**About this task**
In the records below, begin at the line that has "-44,7 +44,7 @@" and stop after the line that has "PR #887, opened 2022-07-25"; quote those lines verbatim and nothing more.

**Material for this task**
PR #854, opened 2022-07-07
chore(generatedTypes): guarantee authors data

jpetto:
## Goal

update generated types to guarantee authors data.

(do we need any actual code changes for this? maybe not?)

## Reference

Tickets:

- https://getpocket.atlassian.net/browse/BACK-1497

### DIFF
--- a/src/_shared/utils/flattenAuthors.ts
+++ b/src/_shared/utils/flattenAuthors.ts
@@ -2,7 +2,6 @@ import {
   CollectionAuthor,
   CollectionStoryAuthor,
   CorpusItemAuthor,
-  Maybe,
 } from '../../api/generatedTypes';
 
 /**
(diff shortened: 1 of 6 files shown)


nina-py (commented):
If authors are now supplied for every curated item, we could get rid of the code that steps around the no-authors issue here: https://github.com/Pocket/curation-admin-tools/blob/f1df46e8af65c62558256f5445015b9b01792a5c/src/_shared/utils/flattenAuthors.ts#L18.

Additionally, the `ApprovedItemListCard` component shouldn't need the "N/A" display option any more: https://github.com/Pocket/curation-admin-tools/blob/f1df46e8af65c62558256f5445015b9b01792a5c/src/curated-corpus/components/ApprovedItemListCard/ApprovedItemListCard.tsx#L77

jpetto:
@nina-py thank you! i think i've got it all cleaned up?

nina-py (approved):
🚀

PR #861, opened 2022-07-12
chore(integration tests): [BACK-1511] Add integration tests for `ScheduleItemFormConnector`

Herraj:
## Goal

Develop integration tests strategy and apply to existing component.

- Added integration tests for ScheduleItemFormConnector that test the scheduled
surface dropdown that takes its data from the `getScheduledSurfacesForUser` query.

- Added several mocks for scheduled surfaces and scheduled items that can be reused
by other integration tests.

Tickets:

- [Link to JIRA ticket](https://getpocket.atlassian.net/browse/BACK-1511)

## Implementation Decisions
This might change depending on what team decides on using whether it is apollo's `MockedProvider` or `msw` library (NP - taking the pragmatic approach of setting `msw` aside for now)

NP - note the scope of this ticket/PR has been trimmed down somewhat. The second query in the component is as yet untested - we should break up this component or figure out how to get a test working within the existing suite (see the last test in the test suite).


src/curated-corpus/components/ScheduleItemFormConnector/ScheduleItemFormConnector.test.tsx
```diff
@@ -0,0 +1,194 @@
...
+import { DateTime } from 'luxon';
+
+describe('ScheduleItemFormConnector', () => {
+  let mocks = [];
+
+  it('loads the form with all scheduled surfaces', async () => {
+    mocks = [mock_AllScheduledSurfaces];
+
+    render(
+      <MockedProvider mocks={mocks}>
```
jpetto, line 24: was poking around in [the apollo docs](https://www.apollographql.com/docs/react/development-testing/testing/#setting-addtypename) this morning and saw they recommend adding `addTypename={false}` to these `<MockedProvider>` components. these tests seem to be working fine as-is though, so...?

jpetto (approved):
i think the pattern being established here is solid. i like the mock helper quite a bit. it does seem like the issue raised here is how to properly construct this connector component - but that's outside the scope of this ticket.

i say we go with this and make component updates in other tickets.

nice job both!

PR #881, opened 2022-07-18
chore(tests): [BACK-1535] Add unit tests for ScheduleItemModal component

nina-py:
## Goal

Improve test coverage of our frontend code. Note: no change to functionality, tests added/amended only.

- Added the missing unit tests.

- Added comments to component props.

- Fixed up test mocks elsewhere whenever the IDE highlighted missing props.

## Reference

Tickets:

- https://getpocket.atlassian.net/browse/BACK-1535

PR #882, opened 2022-07-18
chore(tests): [BACK-1513] Add tests to RejectedPage component

nina-py:
## Goal

Have test coverage for our most important components - pages! Starting with the easiest page of all, the rejected corpus items page.

- Added mocks for `getRejectedCorpusItems` query.

- Added the first tests that uses those mocks - WIP. Yet to work out how to get the rejected items to load on the page - it seems like our usage of `useEffect` on load is the spanner in the works here. It takes time to work out how to trigger that page load in the tests. I was successful [over there in another tests PR](https://github.com/Pocket/curation-admin-tools/pull/881) with triggering the second mocked query, so it should be achievable here, too - edited to add maybe one day! 🙃.

- Added stubs for tests we should add for this page. 

## Reference

https://getpocket.atlassian.net/browse/BACK-1513


jpetto (approved):
it's a good start!

PR #883, opened 2022-07-18
chore(tests): Remove deprecated warning from Collections tests

nina-py:
## Goal

Remove warnings from unit tests that were polluting the test output - they were especially annoying to wade through in watch mode. The warnings related to a deprecated component property - switched a textarea component from `rows` to `minRows`.

### DIFF
--- a/src/collections/components/CollectionPartnerAssociationForm/CollectionPartnerAssociationForm.test.tsx
+++ b/src/collections/components/CollectionPartnerAssociationForm/CollectionPartnerAssociationForm.test.tsx
@@ -44,7 +44,7 @@ describe('The CollectionPartnerAssociationForm component', () => {
         externalId: '789-xyz',
         name: 'The Cosmos Awaits',
         url: 'https://www.example.com/',
-        imageUrl: 'http://placeimg.com/640/480/people?random=494',
+        imageUrl: 'https://placeimg.com/640/480/people?random=494',
         blurb:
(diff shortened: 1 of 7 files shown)


jpetto (dismissed):
the peace of mind of fewer warnings 🧘

src/collections/components/CollectionPartnerAssociationForm/CollectionPartnerAssociationForm.test.tsx
```diff
@@ -290,9 +290,7 @@ describe('The CollectionPartnerAssociationForm component', () => {
     userEvent.clear(blurbField);
     userEvent.type(
       blurbField,
-      'The sky calls to us vastness is bearable ' +
-        'only through love courage of our questions kindling the energy hidden in ' +
-        "matter the only home we've ever known courage of our questions?"
+      'Hmm, this test tends to time out if this line is too long'
     );
```
nina-py, line 294: Found the reason why some tests randomly time out - it looks like `userEvent.type()` is rather resource-intensive. Here we're testing that the excerpt has a minimum of 10 characters, so a shorter phrase to speed up this test is more appropriate.

jpetto: weird, but okay.

jpetto (approved):

PR #887, opened 2022-07-25
feat(scheduling): [BACK-1543]: Improve the “Scheduled in future” section in Prospecting

nina-py:
## Goal

Improve the “Scheduled in future” section in Prospecting.

## Todos

- [x] Refactor the relevant query out of ProspectingPage component
- [x] Add skeleton layout & connector components
- [x] Add test stubs for new components
- [x] Clean up components to work with real data
- [x] Add unit and integration tests for the new components
- [x] Remove old code (mini schedule card component, grouped list are two I could think of - they are not used anywhere else)
- [x] Tweak the layout to provide new info blocks side-by-side
- [x] Update the ProspectingPage to execute refetch() on changes to the page (another state variable seems to be the most pragmatic option here).
- [x] Abstract away helper functions and add tests
- [x] Reorganise helper functions

## Video walkthrough - see Slack

- https://pocket.slack.com/archives/CTLKW5WCF/p1659344155742449

## References 
Tickets:

- https://getpocket.atlassian.net/browse/BACK-1543


src/curated-corpus/components/ScheduleItemFormConnector/ScheduleItemFormConnector.test.tsx
```diff
@@ -172,13 +172,14 @@ describe('ScheduleItemFormConnector', () => {
     userEvent.click(datePicker);
 
     // Find today's date on the monthly calendar (it's actually a button)
-    const date = screen.getByRole('button', {
+    const dates = screen.getAllByRole('button', {
       name: today.toFormat('d'),
-    }) as HTMLButtonElement;
+    }) as HTMLButtonElement[];
```
Herraj, line 177: I don't think we need to cast it to `HTMLButtonElement` if we fetch them by the button role 🤔

src/curated-corpus/components/ScheduleSummaryCard/ScheduleSummaryCard.tsx
```diff
@@ -0,0 +1,60 @@
...
+          <TableHead>
+            <TableRow>
+              <TableCell>{headingCopy}</TableCell>
+              <TableCell align="right">#</TableCell>
+            </TableRow>
+          </TableHead>
+          <TableBody>
+            {items.map((item) => {
+              return (
+                <React.Fragment key={item.name}>
```
Herraj, line 47: We could replace `<React.Fragment>` with `<>` and add the `key` prop to the `<TableRow>`?

src/curated-corpus/components/ScheduleItemFormConnector/ScheduleItemFormConnector.test.tsx
nina-py: It's often needed, but after whatever happened in `main` that broke this test it's no longer required - I'll remove it 👍.

src/curated-corpus/components/ScheduleSummaryCard/ScheduleSummaryCard.tsx
nina-py: Thanks @Herraj, that was a good catch! Fragment is not needed here at all - I think it was left over after experimenting with other markup (not a table).

nina-py (commented):
I tried to keep refactoring to a minimum here, but several things sneaked through somehow:
- A chunk of functionality + one API call moved to its own component, `ScheduleSummaryConnector` - this part was intentional
- Old code got 🔥! - namely, `ScheduledSurfaceGroupedList` and `MiniScheduleCard` components along with their unit tests
- Helper functions got reorganised a little bit according to their domain. Note that one prospects-related helper function was not moved out of the `helperFunctions.ts` file as it doesn't have unit tests. All but one functions in that file don't have any unit tests - I will submit a ticket to track that shortly.

src/curated-corpus/components/ScheduleSummaryConnector/ScheduleSummaryConnector.tsx
```diff
@@ -0,0 +1,149 @@
...
+      // Prep data for display
+      setPublishers(getGroupedPublisherData(publishers));
+
+      // Extract all topics from scheduled item data
+      const topics =
+        data.getScheduledCorpusItems[0]?.items.map((item) =>
+          getDisplayTopic(item.approvedItem.topic)
+        ) ?? [];
+      // Prep data for display
+      setTopics(getGroupedTopicData(topics));
```
nina-py, line 92: You will see that the two new helper functions, `getGroupedPublisherData` and `getGroupedTopicData`, are very similar. I had persistent thoughts of trying to abstract the code and create one universal function but decided not to remembering @bassrock's guideline to do it if there are three near copies of the same thing in the code, not two 😄.

src/curated-corpus/components/ScheduleSummaryCard/ScheduleSummaryCard.test.tsx
```diff
@@ -0,0 +1,38 @@
...
+      { name: 'Publisher 2', count: 1 },
+      { name: 'Another publisher', count: 0 },
+    ];
+    render(<ScheduleSummaryCard headingCopy={'Publishers'} items={items} />);
+
+    // Let's check the last row of the table.
+    // There should be the name of the entry, but not the zero
+    expect(screen.getByText(items[2].name)).toBeInTheDocument();
+    expect(screen.queryByText(items[2].count)).not.toBeInTheDocument();
+  });
```
jpetto, line 37: love this component and tests - specifically how testable they are without integration 😄

src/curated-corpus/helpers/prospects.ts
```diff
@@ -0,0 +1,72 @@
...
+    isTimeSensitive: false,
+    isSyndicated: prospect.isSyndicated ?? false,
+    isCollection: prospect.isCollection ?? false,
+    excerpt: prospect.excerpt ?? '',
+    createdAt: prospect.createdAt ?? 0,
+    createdBy: '',
+    updatedAt: 0,
+    scheduledSurfaceHistory:
+      prospect.approvedCorpusItem?.scheduledSurfaceHistory ?? [],
+  };
```
jpetto, line 71: i like organizing the helpers like this 👍

jpetto (approved):
would like herraj to give this one more review, but looks good to me!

**Answer box**
@@ -44,7 +44,7 @@ describe('The CollectionPartnerAssociationForm component', () => {
         externalId: '789-xyz',
         name: 'The Cosmos Awaits',
         url: 'https://www.example.com/',
-        imageUrl: 'http://placeimg.com/640/480/people?random=494',
+        imageUrl: 'https://placeimg.com/640/480/people?random=494',
         blurb:
(diff shortened: 1 of 7 files shown)


jpetto (dismissed):
the peace of mind of fewer warnings 🧘

src/collections/components/CollectionPartnerAssociationForm/CollectionPartnerAssociationForm.test.tsx
```diff
@@ -290,9 +290,7 @@ describe('The CollectionPartnerAssociationForm component', () => {
     userEvent.clear(blurbField);
     userEvent.type(
       blurbField,
-      'The sky calls to us vastness is bearable ' +
-        'only through love courage of our questions kindling the energy hidden in ' +
-        "matter the only home we've ever known courage of our questions?"
+      'Hmm, this test tends to time out if this line is too long'
     );
```
nina-py, line 294: Found the reason why some tests randomly time out - it looks like `userEvent.type()` is rather resource-intensive. Here we're testing that the excerpt has a minimum of 10 characters, so a shorter phrase to speed up this test is more appropriate.

jpetto: weird, but okay.

jpetto (approved):

PR #887, opened 2022-07-25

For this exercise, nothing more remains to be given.